Here is a video of someone finding out that he played against alphastar. (He
won)

------
sgillen
I see a lot of comments downplaying this achievement, saying it's not
impressive or it won't be impressive until X condition is met.

I welcome skepticism and criticism for this sort of thing, and think most of
it that I've seen here is well founded. But I would like to take a second to
explain why I think this, and really all the progress in this area, is
actually a really impressive achievement to me.
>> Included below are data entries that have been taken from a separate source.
PR #962, opened 2020-05-28
Allow both bebraven.org and braven.org to iframe stuff.

sadleb:
We have a resume and cover letter bank in the portal that iframe's
a page here on the Join server. We have two portals, one hosted at
booster.braven.org and one at portal.bebraven.org that need to be
able to iframe the resume/cover letter page. Also, soon we will be
migrating portal.bebraven.org to portal.braven.org. This commit
allows those iframes to work.

See: https://app.asana.com/0/1170770467635599/1173810330734585

### Test Plan:
- Load these two pages in prodution and make sure the iframe works:
  https://portal.bebraven.org/courses/1/pages/resume-and-cover-letter-bank
  https://booster.braven.org/courses/1/pages/resume-and-cover-letter-bank
- Make sure it also works in the dev env.
- If you get really ambitious try to iframe it on other domains in production
  and see that it doesn't work.
- If you get really, really ambitious try it out on older browsers and see what happens.

### DIFF
--- a/app/controllers/application_controller.rb
+++ b/app/controllers/application_controller.rb
@@ -16,32 +16,30 @@ class ApplicationController < ActionController::Base
   layout :default_layout
   before_action :save_external_referrer
   before_action :permit_lms_iframe
-  before_filter :redirect_if_old
+#  before_filter :redirect_if_old
 
   private
 
-  # We moved from beyondz.org to join.bebraven.org but I couldn't
-  # get .htaccess redirects working on heroku, so I'm doing it in code.
-  # Don't do it on dev though since you may have setup some funky domain stuff
-  # to develop (e.g. you're using ngrok to expose your server to the internets)
-  def redirect_if_old
-    if Rails.env.production? && request.host != Rails.application.secrets.root_domain
-      redirect_to "#{request.protocol}#{Rails.application.secrets.root_domain}#{request.fullpath}", :status => :moved_permanently
-    end
-  end
+# Note: the move from beyondz.org doesn't need to be supported anymore, but we're
+# about to move from bebraven.org to braven.org and so we'll likely need to bring some
+# variant of this back, so I'm leaving it here commented out.
+#  # We moved from beyondz.org to join.bebraven.org but I couldn't
+#  # get .htaccess redirects working on heroku, so I'm doing it in code.
+#  # Don't do it on dev though since you may have setup some funky domain stuff
+#  # to develop (e.g. you're using ngrok to expose your server to the internets)
+#  def redirect_if_old
+#    if Rails.env.production? && request.host != Rails.application.secrets.root_domain
+#      redirect_to "#{request.protocol}#{Rails.application.secrets.root_domain}#{request.fullpath}", :status => :moved_permanently
+#    end
+#  end
 
   def permit_lms_iframe
-    secure = Rails.application.secrets.canvas_use_ssl ? 's' : ''
-    domain = Rails.application.secrets.canvas_server
-    port   = Rails.application.secrets.canvas_port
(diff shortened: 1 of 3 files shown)


app/controllers/application_controller.rb
```diff
@@ -16,32 +16,30 @@ def prepare_exception_notifier
...
-  # We moved from beyondz.org to join.bebraven.org but I couldn't
-  # get .htaccess redirects working on heroku, so I'm doing it in code.
-  # Don't do it on dev though since you may have setup some funky domain stuff
-  # to develop (e.g. you're using ngrok to expose your server to the internets)
-  def redirect_if_old
-    if Rails.env.production? && request.host != Rails.application.secrets.root_domain
-      redirect_to "#{request.protocol}#{Rails.application.secrets.root_domain}#{request.fullpath}", :status => :moved_permanently
-    end
-  end
+# Note: the move from beyondz.org doesn't need to be supported anymore, but we're
```
sadleb, line 23: This is why this is commented out.

app/controllers/application_controller.rb
```diff
@@ -16,32 +16,30 @@ def prepare_exception_notifier
...
+# about to move from bebraven.org to braven.org and so we'll likely need to bring some
+# variant of this back, so I'm leaving it here commented out.
```
sadleb, line 25: This is why this is commented out.

app/controllers/application_controller.rb
```diff
@@ -16,32 +16,30 @@ def prepare_exception_notifier
...
-    domain = Rails.application.secrets.canvas_server
-    port   = Rails.application.secrets.canvas_port
-    if (secure && port != 443) || (!secure && port != 80)
-      port = ":#{port}"
+    if Rails.env.production?
+      response.headers['Content-Security-Policy'] = "frame-ancestors 'self' *.bebraven.org *.braven.org"
     else
-      port = ''
+      # In dev, don't try to handle all the permutations of how each dev could have their env setup.
+      response.headers['Content-Security-Policy'] = "frame-ancestors *"
```
sadleb, line 41: This feels less secure than the old code, but I don't think it's worth doing a bunch of stuff to come up with the exact booster and accelerator URls for both dev and prod. If one of our own websites on our own domains gets hacked and iframes Join pages to do some funky stuff... we have bigger problems.

app/controllers/application_controller.rb
```diff
@@ -16,32 +16,30 @@ def prepare_exception_notifier
...
     end
-
-    response.headers['X-Frame-Options'] = "ALLOW-FROM http#{secure}://#{domain}#{port}"
```
sadleb, line 43: This header is obsolete. I'm fine breaking the iframes on really old browsers.

docker-compose/.env-docker
```diff
@@ -12,6 +12,10 @@ DATABASE_NAME=joindb
 DATABASE_USER=postgres
 DATABASE_PASSWORD=
 
+# Note: the AWS access key and secret must be set in your shell env if you
+# want things that need the bucket to work, like the resume and cover letter bank.
+AWS_BUCKET=beyondz-dev-assets
```
sadleb, line 17: This is where the actual resume/cover letter files are stored in the dev env. I was able to see the page working in dev with this here and using my same AWS_ACCESS_KEY_ID and AWS_SECRET_ACCESS_KEY for other apps by adding this bucket to the security policy for dev env filestores.

sadleb:
This is too cumbersome to really test properly in dev, so we're going to have to push to staging/prod and iterate if I messed something up.

app/controllers/application_controller.rb
rshipp: yeah this is fine imo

Let me try and frame this from the computers perspective. Let's assume a
resolution of 1024x780. I'm not sure what size frames they actually feed their
agent but it's not that important to the discussion, the point is it's a big
image, and according to the article this agent is learning from pixels. So,
you the computer are given let's say 1024*780 = 798720 numbers to look at. You
then choose a number between 0 and 798720 (or the crazy 10^26 number the
article gives as the possible number of actions at each frame) as your action
for that frame, and then you get another 798720 numbers to look at. After the
round is over (on average 20 minutes, if you make a decision every frame
that's 20x60x60 = 72000 rounds). You get one number telling you how well you
did. You repeat the process and get a new number. It's higher this time! But
what is the cause? was it that click you made on frame 22456? or maybe that
unlikely move you made on frame 4567?

Obviously I'm oversimplifying here, and the numbers are probably wrong. but I
still think what I've said gives the right idea for what kind of task we (as a
society/community/whatever) have somehow gotten a computer to solve. Computers
are DUMB, the fact that it's able to play this game at all, let alone at a
high level, is still a minor miracle to me.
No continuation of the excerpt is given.